Some of the News Fit to Print
ABOUT HIGHER ED
TRYING TO ASSESS LEARNING GIVES COLLEGES THEIR OWN TEST ANXIETY
The Collegiate Learning Assessment, launched in 2000, has brought rare scrutiny to higher education. Until now, colleges have been largely exempt from the accountability movement sweeping through public elementary and secondary schools yielding the No Child Left Behind law and other initiatives. In a landmark study published last year, sociologists Richard Arum and Josipa Roksa used the test to measure collegiate learning in the nation. Using data drawn from a sampling of public and private colleges, they shook the academic world with a finding that 36 percent of students made no significant learning gains from freshman to senior year. The article is in The Washington Post.
DROPUTS ‘UN-COLLEGE’ PATH TO SUCCESS
For many people, attending college is part of the American dream, a gateway to success and a good job. But, as many recent college graduates are learning the hard way, dreams don't always become reality. It didn't take a diploma for twenty-year-old Dale Stephens to figure that out. Disillusioned with college because he felt he was not getting the skills he wanted, he dropped out and started "UnCollege," a social movement that challenges the notion that college is the best path to success. The article is from Voice of America.
FIRST-YEAR STUDENTS’ FINANCIAL CONCERNS ON THE RISE
Today's freshmen are more focused on the financial benefits of a college education than were their counterparts four decades ago. Freshmen now are also more racially and ethnically diverse, harbor higher expectations for the college experience, and are increasingly interested in pursuing graduate degrees. Those are among the findings of the Cooperative Institutional Research Program, part of the Higher Education Research Institute at the University of California at Los Angeles, which will soon issue a wide-ranging examination of 45 years of responses to its annual Freshman Survey. The article is in The Chronicle of Higher Education.

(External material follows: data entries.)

PR #812, opened 2022-06-24
Add location groups

miles-grant-ibigroup:
### Checklist

### Description

This PR adds a location group editor. Blocked waiting for server-side changes that allow these changes to be exported properly.

Blocked by https://github.com/conveyal/gtfs-lib/pull/353

A future PR will handle adding stops/locations to a location group from the map.

### TODO
- [x] Adding location groups to patterns
- [x] Location Group editor could look a little nicer


lib/editor/actions/map/stopStrategies.js
```diff
@@ -231,15 +231,17 @@ export function addStopToPattern (pattern: Pattern, stop: GtfsStop | GtfsLocatio
     const {avoidMotorways, followStreets} = editSettings.present
     const {
       patternLocations: currentPatternLocations,
+      patternLocationGroups: currentPatternLocationGroups,
```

NEW TEACHERS GETTING READY TO BE GRADED ON CLASSROOM WORK
Anyone completing a teacher-education program and seeking a teaching license in Wisconsin will have to demonstrate their skills through the Teacher Performance Assessment, a portfolio-based assessment. Teaching candidates will have to submit lesson plans, reflections of their work and a video of their classroom interactions with students as part of the Web-based program. The article is in the Milwaukee Journal Sentinel.
TRAINING OF TEACHER EVALUATORS EXAMINED
Formal training of the principals and other observers conducting teacher evaluations is a complex, necessary, and often overlooked component of the systems, concludes a new paper written by the experts who oversaw the training and scoring of thousands of teachers' lessons, as part of the Bill & Melinda Gates Foundation's Measures of Effective Teaching Project. Such training, including the certification and testing of observers, will help to ensure that judgments of teacher practice are valid and reliable for the purpose of professional development and other decisions, they assert. The post is from Education Week’s Teacher Beat blog.
FEDS AIM TO SPARK FRESH THINKING ON SCHOOLING
The digital divide will be an enormous hurdle to overcome as the Obama administration pushes for national adoption of e-textbooks for all students by 2017. This month, the administration is expecting to convene a group of CEOs in the digital-publishing industry to jump-start the effort. "Education is one of the most important challenges we face as a country. Part of the solution is new technologies: ...digital devices, digital textbooks," said FCC Chairman Julius Genachowski during a national town hall meeting last month that was focused on digital learning. "It will require educators, companies, parents, everyone in the ecosystem to come together to agree on a goal and work hard to get there." The article is in Education Week.